As LLVM does not provide a mechanism to require inlining, only a mechanism
to provide hints as per the current `#[inline]` attributes, `#[inline(must)]`
and `#[inline(required)]` will be implemented in rustc as part of the MIR
inliner. Small modifications to the MIR inliner will make the MIR pass run
unconditionally (i.e. with `-O0`), while only inlining non-`#[inline(must)]`/
`#[inline(required)]` items under the current conditions and always inlining
`#[inline(must)]`/`#[inline(required)]` items. Any current limitations of the
MIR inliner will also apply to `#[inline(must)]`/`#[inline(required)]` items and
will be cases where the lint is emitted. `#[inline(must)]`/`#[inline(required)]`
will be considered an alias of `#[inline(always)]` after MIR inlining when
performing codegen.

# Drawbacks
[drawbacks]: #drawbacks

- It may be undesirable for the MIR inliner to be necessary for the correctness
of a Rust program (i.e. for the `#[inline(required)]` case).

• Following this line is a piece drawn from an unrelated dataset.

PR #258, opened 2026-06-04
Add "Insider tip" button to trigger the Insider Trading cheat (#255)

FabianSolutions:
## Summary

Adds a **DEBUG-only "Insider tip" button** to the in-game "Leave Game?" dialog that triggers the **Insider Trading** cheat (#203) — the same effect as physically shaking the device. Shaking is impossible on emulators and awkward on tablets / for players with motor impairments (an open question raised in #203), so this gives a reliable, non-physical way to fire the recommendation.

# Rationale and alternatives
[rationale-and-alternatives]: #rationale-and-alternatives

- An "intrinsic macro" type of solution could be devised for the "security
properties" use case instead as macros are inherently inlined.
- Given the existence of security features with intrinsics that must be inlined
to guarantee their security properties, not doing this (or something else)
isn't a viable solution unless the project decides these are use cases that the
project does not wish to support.
- Instead of having two attributes and two lints, merge both attributes and lints
and require users use `#[deny(..)]` when calling those intrinsics which must be
inlined to uphold security properties. This RFC prefers to have two lints and
attributes so that the annotation on the intrinsic decides whether it is
error-worthy for it to not be inlined.

# Prior art
[prior-art]: #prior-art

gcc and clang both have partial equivalents (e.g. [clang](https://
clang.llvm.org/docs/AttributeReference.html#always-inline-force-inline))
which ignore their inlining heuristics but still only guarantee that they
will attempt inlining, and do not notify the user if inlining was not possible.

# Unresolved questions
[unresolved-questions]: #unresolved-questions

There aren't any unresolved questions in this RFC currently.

# Future possibilities
[future-possibilities]: #future-possibilities

This feature is fairly self-contained and doesn't lend itself to having future expansion.